START DATA EXCERPTS
PR #266, opened 2025-10-28
Rely on smoker for the content tests

ekohl:
To test out https://github.com/theforeman/smoker/pull/46.


ekohl:
> I've debated using https://gist.github.com/ekohl/e487422d4aaad8ab176c19ec713b700a in the Vagrant setup to have working DNS.

https://github.com/theforeman/foremanctl/pull/269 does this and passes. Upside is no hacks, downside is that developers may not have the same environment.

ehelms:
@ekohl Is this a strategy you still think we should pursue?

ekohl:
Yes, I do. Mostly because we also run smoker on our RPMs so we'd gate earlier. Overall I think we should aim the test suite at:
* linting, static analysis, etc (tools like ansible-lint)
* unit test / integration test for smaller components (optional, tools like molecule)
* test foremanctl specific glue (the tests directory)
* run complete end-to-end that has to work regardless of the deployment method (smoker)

But that's just my opinion. I'd like some broader discussion on this.

PR #269, opened 2025-10-29
Set up DNS for libvirt

ekohl:
This sets up a DNS networking hook that reconfigures systemd-resolved to resolve the domain, if the libvirt network has one set. For that it also needs systemd-resolved to be installed.

Currently a draft to try out changes. If this works, https://github.com/theforeman/foremanctl/pull/266 can proceed and in other places we can also avoid ugly hacks.

### DIFF
--- a/.github/workflows/test.yml
+++ b/.github/workflows/test.yml
@@ -28,16 +28,9 @@ jobs:
         with:
           python-version: '3.12'
       - name: Setup libvirt for Vagrant
-        uses: voxpupuli/setup-vagrant@v0
-      - name: Install systemd-resolved
-        run: |
-          sudo apt-get install -y --no-install-recommends systemd-resolved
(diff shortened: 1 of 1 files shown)


ekohl:
Connecting to `qemu:///system` worked so now it can ping `quadlet.example.com` via proper DNS. Obviously this PR right now is only a proof of concept, but I think it can easily be worked into a real thing.

Question is, where do we integrate this? voxpupuli/setup-vagrant?

ekohl:
This is now updated to set the management domain in `Vagrantfile` so you don't need to modify the network anymore. That makes it a fairly clean.

I've submitted it as https://github.com/voxpupuli/setup-vagrant/pull/1. I've also learned systemd-resolved is present by default (at least in 24.04) so that can be skipped.

PR #272, opened 2025-10-30
Add option to scale workers for puma service

arvind4501:
This PR adds ability to change puma workers for scaling. It is a initial workaround

### DIFF
--- a/src/vars/foreman.yml
+++ b/src/vars/foreman.yml
@@ -6,4 +6,4 @@ foreman_initial_admin_password: "{{ lookup('ansible.builtin.password', foreman_a
 # Puma workers calculation:
 # CPU based calculation is based on https://github.com/puma/puma/blob/master/docs/deployment.md#mri
 # Memory based calculation is based on https://docs.gitlab.com/ee/install/requirements.html#puma-settings
-foreman_puma_workers: "{{ [100, ansible_processor_nproc * 1.5, (ansible_memtotal_mb / 1024) - 1.5] | min | int }}"
+foreman_puma_workers: "{{ [32, ansible_processor_nproc * 1.5, (ansible_memtotal_mb / 1024) - 1.5] | min | int }}"


arvind4501:
I agree with the idea of handling both puma and pulp scaling seprately.

> For puma we also have a complex formula how to compute the "optimal" default number (unless overriden by the user) in https://github.com/theforeman/puppet-foreman/blob/f69a26f3a3cffb7f525f91678afa297b8d6ea28b/manifests/config.pp#L94-L103

looking at the calculation for getting worker count, it could be complex in a container based setup as we need to get the resources(processers and memory) allocated to foreman container only to set puma workers in the foreman container(maybe by inspecting cgroup config)
also we don't limit the resources for a container in the current deployment, is that intentional or could that harm us in any way?

src/vars/foreman.yml
```diff
@@ -2,3 +2,7 @@
 foreman_admin_passwd_file: "{{ obsah_state_path }}/foreman-admin-init-passwd"
 foreman_initial_admin_username: admin
 foreman_initial_admin_password: "{{ lookup('ansible.builtin.password', foreman_admin_passwd_file, chars=['ascii_letters']) }}"
+# Puma workers calculation:
+# CPU based calculation is based on https://github.com/puma/puma/blob/master/docs/deployment.md#mri
+# Memory based calculation is based on https://docs.gitlab.com/ee/install/requirements.html#puma-settings
+foreman_service_puma_workers: "{{ [100, (ansible_processor_vcpus * 1.5) | int, ((ansible_memtotal_mb / 1024) - 1.5) | int] | min }}"
```
evgeni: In https://github.com/theforeman/foremanctl/pull/218/files#diff-5fb78252acba9a0f6406f470d587d4d8c84771561e8101b67e23ea2463f9ca38 we ended up using `ansible_facts.processor_nproc`, not `_vcpus`

Probably should use the same fact in both places.

Also, looking at the Puppet code and here, would this be more readable:
```suggestion
foreman_service_puma_workers: "{{ [100, ansible_processor_vcpus * 1.5, (ansible_memtotal_mb / 1024) - 1.5] | min | int }}"
```
(only calls `int` once on the resulting smallest value)

src/playbooks/deploy/metadata.obsah.yaml
```diff
@@ -7,6 +7,8 @@ variables:
     help: Initial username for the admin user.
   foreman_initial_admin_password:
     help: Initial password for the admin user.
+  foreman_service_puma_workers:
```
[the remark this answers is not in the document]
arvind4501: i don't mind making it as `--foreman-puma-workers`  as its more concise and clear

src/vars/foreman.yml
```diff
@@ -2,3 +2,7 @@
 foreman_admin_passwd_file: "{{ obsah_state_path }}/foreman-admin-init-passwd"
 foreman_initial_admin_username: admin
 foreman_initial_admin_password: "{{ lookup('ansible.builtin.password', foreman_admin_passwd_file, chars=['ascii_letters']) }}"
+# Puma workers calculation:
+# CPU based calculation is based on https://github.com/puma/puma/blob/master/docs/deployment.md#mri
+# Memory based calculation is based on https://docs.gitlab.com/ee/install/requirements.html#puma-settings
+foreman_service_puma_workers: "{{ [100, ansible_processor_nproc * 1.5, (ansible_memtotal_mb / 1024) - 1.5] | min | int }}"
```
evgeni: The 100 is taken from Puppet which was added by @ekohl in https://github.com/theforeman/puppet-foreman/pull/1197, but https://github.com/puma/puma/blob/main/docs/deployment.md says nobody should do more than 32…

ekohl: That 100 was just a number that didn't break the system. Guess I should have read the docs back then. Sometimes it's good to revisit all the values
END DATA EXCERPTS
* _TASK DESCRIPTION_
Up to and including the line with "This sets up", repeat the data exactly, starting from its first line; nothing else belongs in the response.

* _SOLUTION TO THIS EXERCISE_
PR #266, opened 2025-10-28
Rely on smoker for the content tests

ekohl:
To test out https://github.com/theforeman/smoker/pull/46.


ekohl:
> I've debated using https://gist.github.com/ekohl/e487422d4aaad8ab176c19ec713b700a in the Vagrant setup to have working DNS.

https://github.com/theforeman/foremanctl/pull/269 does this and passes. Upside is no hacks, downside is that developers may not have the same environment.

ehelms:
@ekohl Is this a strategy you still think we should pursue?

ekohl:
Yes, I do. Mostly because we also run smoker on our RPMs so we'd gate earlier. Overall I think we should aim the test suite at:
* linting, static analysis, etc (tools like ansible-lint)
* unit test / integration test for smaller components (optional, tools like molecule)
* test foremanctl specific glue (the tests directory)
* run complete end-to-end that has to work regardless of the deployment method (smoker)

But that's just my opinion. I'd like some broader discussion on this.

PR #269, opened 2025-10-29
Set up DNS for libvirt

ekohl:
This sets up a DNS networking hook that reconfigures systemd-resolved to resolve the domain, if the libvirt network has one set. For that it also needs systemd-resolved to be installed.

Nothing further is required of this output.